What is expected
Could you please output all of the records exactly?

Study material
PR #4210, opened 2022-05-21
Replace a few uses of `1:length` idiom with `eachindex`

brenhinkeller:
Not exhaustive, but I think this catches the only places this idiom was used together with `@inbounds`. Should be a simple swap out.

### DIFF
--- a/src/utils.jl
+++ b/src/utils.jl
@@ -1192,7 +1192,7 @@ function mesh3d_triangles(x, y, z, cns::Tuple{Array,Array,Array})
     X = zeros(eltype(x), 4length(ci))
     Y = zeros(eltype(y), 4length(cj))
     Z = zeros(eltype(z), 4length(ck))
-    @inbounds for I in 1:length(ci)
+    @inbounds for I in eachindex(ci)
         i = ci[I] + 1  # connections are 0-based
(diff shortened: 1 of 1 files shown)


isentropic:
Let's merge one the tests pass

mkborregaard:
Weird - these must have been added after https://github.com/JuliaPlots/Plots.jl/pull/2304 ? Implementing the general array interface back then was a lot of effort

brenhinkeller:
Huh. Oh I'll bet.. There were a few others that popped up as well when searching https://pkg.juliahub.com/ui/Search?type=code&q=1%3Alength&r=true&p=Plots%3A91a5bcdd-55d7-5caf-9e0b-520d859cae80
but not with `@inbounds` and many not in `for` loops so I was less sure what the best replacement would be; some of those may actually be OK.

brenhinkeller:
Sure!

isentropic:
That's a little strange, not sure why such things could happen

BeastyBlacksmith:
Thanks for diggin in and since this is your first contribution, you might want to take a look at #3503 .

brenhinkeller:
Oh cool! Thanks!

PR #4216, opened 2022-05-26
CI: use julia-actions/cache

fonsp:
https://github.com/julia-actions/cache


BeastyBlacksmith:
I had to revert it for the docs build, since it did break PyPlot setup

PR #4225, opened 2022-06-02
Fix handling of multi-series `series_annotations`

### LINKED ISSUE #4073: [BUG] series_annotation does not slice correctly
## Details

This shouldn't happen
```julia
using Plots
plot(rand(4,4), layout = 2, series_annotations = [1 2; 3 4])
ERROR: type Array has no field baseshape
Stacktrace:
  [1] getproperty(x::Vector{Plots.SeriesAnnotations}, f::Symbol)
    @ Base ./Base.jl:42
  [2] series_annotations_shapes!(series::Plots.Series, scaletype::Symbol)
    @ Plots ~/.julia/packages/Plots/YAlrZ/src/components.jl:507
```

### Backends

gr (default) |   x  |     |
pyplot       |     |     | x
plotlyjs     |     |     | x
pgfplotsx    |     |     | x
unicodeplots |     |     | x
inspectdr    |     |     | x
gaston       |     |     | x

### Versions

Plots.jl version: 1.25.7
Backend  version (`]st -m <backend(s)>`): 0.63.1

nick4f42:
Currently, values for `series_annotations` can be:
- Vector of text e.g. `["foo", "bar"]`
- `(x, args...)` where `x` is a vector of text and `args` are the font/marker options
- 1-row matrix of vectors of text e.g. `permutedims([["foo"], ["bar"]])`

Changes were made for specifying annotations for multiple series:
- Matrix of text (one column for each series)
- 1-row matrix where each element is `x` or `(x, args...)` where `x` is a vector of text and `args` are the font/marker options
- A tuple `(x, args...)` where `x` is one of the previous two
  - The `args` in the inner tuples override the `args` in the outer tuple

Fixes #4073

### DIFF
--- a/.zenodo.json
+++ b/.zenodo.json
@@ -716,6 +716,10 @@
         {
             "name": "Xu Zhi-Yuan",
             "type": "Other"
+        },
+        {
+            "name": "Nick OBrien",
+            "type": "Other"
         }
     ],
     "upload_type": "software"
--- a/src/components.jl
+++ b/src/components.jl
@@ -467,10 +467,38 @@ _text_label(lab::Tuple, font) = text(lab[1], font, lab[2:end]...)
 _text_label(lab::PlotText, font) = lab
 _text_label(lab, font) = text(lab, font)
 
-series_annotations(anns::AMat) = map(series_annotations, anns)
 series_annotations(scalar) = series_annotations([scalar])
 series_annotations(anns::SeriesAnnotations) = anns
 series_annotations(::Nothing) = nothing
+
+function series_annotations(anns::AMat{SeriesAnnotations})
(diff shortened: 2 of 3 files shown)


BeastyBlacksmith:
That looks great, thank you. Can we add one more test for the matrix case?

nick4f42:
> That looks great, thank you. Can we add one more test for the matrix case?

There was already one for the matrix case but I just changed it to use `[a c; b d]` instead of `[[a, b] [c, d]]` so it's more clear that it's a matrix of scalars and not a row matrix of vectors. I also added another test case for the `tuple(text_matrix, ...)` case.

Let me know if there's anything else that should be changed!

BeastyBlacksmith:
Great, thank you!

Issue #3485, opened 2021-05-11
[BUG] aspect_ratio=:equal not respected when saving to .tex or .tikz


avonmoll:
## Details

Using the pgfplotsx backend, it appears that setting `aspect_ratio=:equal` does nothing when the plot is exported via `savefig("file.tikz")`. Saving to PDF retains the expected aspect ratio.

### Suggestion

When exporting to TiKZ or TeX, the pgfplots key `axis equal` (or equivalently `unit vector=1 1 1`) should be inserted in the `axis` options list. E.g., `\begin{axis}[unit vector=1 1 1, ...`. This probably has a lot to do with PGFPlotsX's export functionality as well.

### Backends

This bug occurs on ( insert `x` below )

Backend      | yes | no  | untested
-------------|-----|-----|---------
gr (default) |     |     | x
pyplot       |     |     | x
plotly       |     |     | x
plotlyjs     |     |     | x
pgfplotsx    |   x  |     |
inspectdr    |     |     | x

### Versions

Plots.jl version: 1.14.0
Backend  version (`]st -m`): PGFPlotsX 1.2.10
Output of `versioninfo()`:
```
Julia Version 1.6.0
Commit f9720dc2eb (2021-03-24 12:55 UTC)
Platform Info:
  OS: macOS (x86_64-apple-darwin19.6.0)
  CPU: Intel(R) Core(TM) i7-8750H CPU @ 2.20GHz
  WORD_SIZE: 64
  LIBM: libopenlibm
  LLVM: libLLVM-11.0.1 (ORCJIT, skylake)
```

Solution for this problem
PR #4210, opened 2022-05-21
Replace a few uses of `1:length` idiom with `eachindex`

brenhinkeller:
Not exhaustive, but I think this catches the only places this idiom was used together with `@inbounds`. Should be a simple swap out.

### DIFF
--- a/src/utils.jl
+++ b/src/utils.jl
@@ -1192,7 +1192,7 @@ function mesh3d_triangles(x, y, z, cns::Tuple{Array,Array,Array})
     X = zeros(eltype(x), 4length(ci))
     Y = zeros(eltype(y), 4length(cj))
     Z = zeros(eltype(z), 4length(ck))
-    @inbounds for I in 1:length(ci)
+    @inbounds for I in eachindex(ci)
         i = ci[I] + 1  # connections are 0-based
(diff shortened: 1 of 1 files shown)


isentropic:
Let's merge one the tests pass

mkborregaard:
Weird - these must have been added after https://github.com/JuliaPlots/Plots.jl/pull/2304 ? Implementing the general array interface back then was a lot of effort

brenhinkeller:
Huh. Oh I'll bet.. There were a few others that popped up as well when searching https://pkg.juliahub.com/ui/Search?type=code&q=1%3Alength&r=true&p=Plots%3A91a5bcdd-55d7-5caf-9e0b-520d859cae80
but not with `@inbounds` and many not in `for` loops so I was less sure what the best replacement would be; some of those may actually be OK.

brenhinkeller:
Sure!

isentropic:
That's a little strange, not sure why such things could happen

BeastyBlacksmith:
Thanks for diggin in and since this is your first contribution, you might want to take a look at #3503 .

brenhinkeller:
Oh cool! Thanks!

PR #4216, opened 2022-05-26
CI: use julia-actions/cache

fonsp:
https://github.com/julia-actions/cache


BeastyBlacksmith:
I had to revert it for the docs build, since it did break PyPlot setup

PR #4225, opened 2022-06-02
Fix handling of multi-series `series_annotations`

### LINKED ISSUE #4073: [BUG] series_annotation does not slice correctly
## Details

This shouldn't happen
```julia
using Plots
plot(rand(4,4), layout = 2, series_annotations = [1 2; 3 4])
ERROR: type Array has no field baseshape
Stacktrace:
  [1] getproperty(x::Vector{Plots.SeriesAnnotations}, f::Symbol)
    @ Base ./Base.jl:42
  [2] series_annotations_shapes!(series::Plots.Series, scaletype::Symbol)
    @ Plots ~/.julia/packages/Plots/YAlrZ/src/components.jl:507
```

### Backends

gr (default) |   x  |     |
pyplot       |     |     | x
plotlyjs     |     |     | x
pgfplotsx    |     |     | x
unicodeplots |     |     | x
inspectdr    |     |     | x
gaston       |     |     | x

### Versions

Plots.jl version: 1.25.7
Backend  version (`]st -m <backend(s)>`): 0.63.1

nick4f42:
Currently, values for `series_annotations` can be:
- Vector of text e.g. `["foo", "bar"]`
- `(x, args...)` where `x` is a vector of text and `args` are the font/marker options
- 1-row matrix of vectors of text e.g. `permutedims([["foo"], ["bar"]])`

Changes were made for specifying annotations for multiple series:
- Matrix of text (one column for each series)
- 1-row matrix where each element is `x` or `(x, args...)` where `x` is a vector of text and `args` are the font/marker options
- A tuple `(x, args...)` where `x` is one of the previous two
  - The `args` in the inner tuples override the `args` in the outer tuple

Fixes #4073

### DIFF
--- a/.zenodo.json
+++ b/.zenodo.json
@@ -716,6 +716,10 @@
         {
             "name": "Xu Zhi-Yuan",
             "type": "Other"
+        },
+        {
+            "name": "Nick OBrien",
+            "type": "Other"
         }
     ],
     "upload_type": "software"
--- a/src/components.jl
+++ b/src/components.jl
@@ -467,10 +467,38 @@ _text_label(lab::Tuple, font) = text(lab[1], font, lab[2:end]...)
 _text_label(lab::PlotText, font) = lab
 _text_label(lab, font) = text(lab, font)
 
-series_annotations(anns::AMat) = map(series_annotations, anns)
 series_annotations(scalar) = series_annotations([scalar])
 series_annotations(anns::SeriesAnnotations) = anns
 series_annotations(::Nothing) = nothing
+
+function series_annotations(anns::AMat{SeriesAnnotations})
(diff shortened: 2 of 3 files shown)


BeastyBlacksmith:
That looks great, thank you. Can we add one more test for the matrix case?

nick4f42:
> That looks great, thank you. Can we add one more test for the matrix case?

There was already one for the matrix case but I just changed it to use `[a c; b d]` instead of `[[a, b] [c, d]]` so it's more clear that it's a matrix of scalars and not a row matrix of vectors. I also added another test case for the `tuple(text_matrix, ...)` case.

Let me know if there's anything else that should be changed!

BeastyBlacksmith:
Great, thank you!

Issue #3485, opened 2021-05-11
[BUG] aspect_ratio=:equal not respected when saving to .tex or .tikz


avonmoll:
## Details

Using the pgfplotsx backend, it appears that setting `aspect_ratio=:equal` does nothing when the plot is exported via `savefig("file.tikz")`. Saving to PDF retains the expected aspect ratio.

### Suggestion

When exporting to TiKZ or TeX, the pgfplots key `axis equal` (or equivalently `unit vector=1 1 1`) should be inserted in the `axis` options list. E.g., `\begin{axis}[unit vector=1 1 1, ...`. This probably has a lot to do with PGFPlotsX's export functionality as well.

### Backends

This bug occurs on ( insert `x` below )

Backend      | yes | no  | untested
-------------|-----|-----|---------
gr (default) |     |     | x
pyplot       |     |     | x
plotly       |     |     | x
plotlyjs     |     |     | x
pgfplotsx    |   x  |     |
inspectdr    |     |     | x

### Versions

Plots.jl version: 1.14.0
Backend  version (`]st -m`): PGFPlotsX 1.2.10
Output of `versioninfo()`:
```
Julia Version 1.6.0
Commit f9720dc2eb (2021-03-24 12:55 UTC)
Platform Info:
  OS: macOS (x86_64-apple-darwin19.6.0)
  CPU: Intel(R) Core(TM) i7-8750H CPU @ 2.20GHz
  WORD_SIZE: 64
  LIBM: libopenlibm
  LLVM: libLLVM-11.0.1 (ORCJIT, skylake)
```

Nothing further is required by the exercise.